Clinical Trials Flashcards
What is the purpose of clinical trials?
To find new ways of preventing, diagnosing, treating and controlling illness.
How are clinical trials made safer for participants?
People are involved in a carefully planned and controlled way.
Why must clinical trials be conducted?
They must be known to be safe for humans.
What protocols must clinical trials follow?
They must have controls, randomised trials, a placebo and double blind testing.
What is randomisation?
Everyone taking part is randomised and put into groups by a computer with one group given the new drug and the other given a placebo.
What happens after randomisation?
The research team compare the results from the two groups.
Why does randomisation make a trial more reliable?
The doctor has no say who is in each group.

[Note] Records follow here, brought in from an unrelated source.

PR #1023, opened 2025-06-16
Linting and Formatting: add a couple more Ruff checks

Laurynas-Jagutis:
Adds and fixes SIM errors
Adds and fixes NPY errors

### DIFF
--- a/src/power_grid_model/_core/utils.py
+++ b/src/power_grid_model/_core/utils.py
@@ -685,9 +685,6 @@ def _extract_row_based_data(
     Returns:
         SingleArray | DenseBatchArray: the contents of row based data
     """
-    if_is_batch = [2] if is_batch else [1]
-    allowed_dims = if_is_batch if is_batch is not None else [1, 2]
-
     if is_batch is None:
         allowed_dims = [1, 2]
     elif is_batch:


setup.py
```diff
@@ -76,10 +76,7 @@ def get_tag(self):
 class MyBuildExt(build_ext):
     def build_extensions(self):
         if not if_win:
-            if "CXX" in os.environ:
-                cxx = os.environ["CXX"]
-            else:
-                cxx = self.compiler.compiler_cxx[0]
+            cxx = os.environ["CXX"] if "CXX" in os.environ else self.compiler.compiler_cxx[0]
```
mgovers: or
```suggestion
            cxx = os.environ.get("CXX", self.compiler.compiler_cxx[0])
```

setup.py
mgovers, line 1: this file is probably not worth a lot of effort due to #1019

src/power_grid_model/_core/utils.py
```diff
@@ -651,10 +651,8 @@ def _extract_columnar_data(
     """
     not_columnar_data_message = "Expected columnar data"
 
-    if is_batch is not None:
-        allowed_dims = [2, 3] if is_batch else [1, 2]
-    else:
-        allowed_dims = [1, 2, 3]
+    if_is_batch = [2, 3] if is_batch else [1, 2]
+    allowed_dims = (if_is_batch) if is_batch is not None else [1, 2, 3]
```
mgovers: although the SIM suggestion is better than the original, this still feels like it can be rewritten in a waaayyyy better way.

E.g. try
```suggestion
    if is_batch is None:
        allowed_dims = [1, 2, 3]
    elif is_batch:
        allowed_dims = [2, 3]
    else:
        allowed_dims = [1, 2]
```
now please run the `SIM` check again after that.

This is a good example of why such a linter is important (we actually get suggestions) and then our next step is t always double-check whether this really is the right path going forward

src/power_grid_model/_core/utils.py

What might happen to people who are taking the placebo?
They may feel better as they think they are being treated.
What will be the results of an effective drug?
The real drug will show better results than the placebo.
What does double blind testing mean?
The patients and researchers are unaware of who is getting the drug.
Why does double blind testing make the results more reliable?
Just knowing you are getting the drug may make you feel better so this is prevented.
What is done to check for experimental error?
At the end of the trial, results from the 2 groups are compared to determine whether there are any statistically significant differences between the two.
Why is group size important?
They must be of a suitable size to reduce the magnitude of experimental error.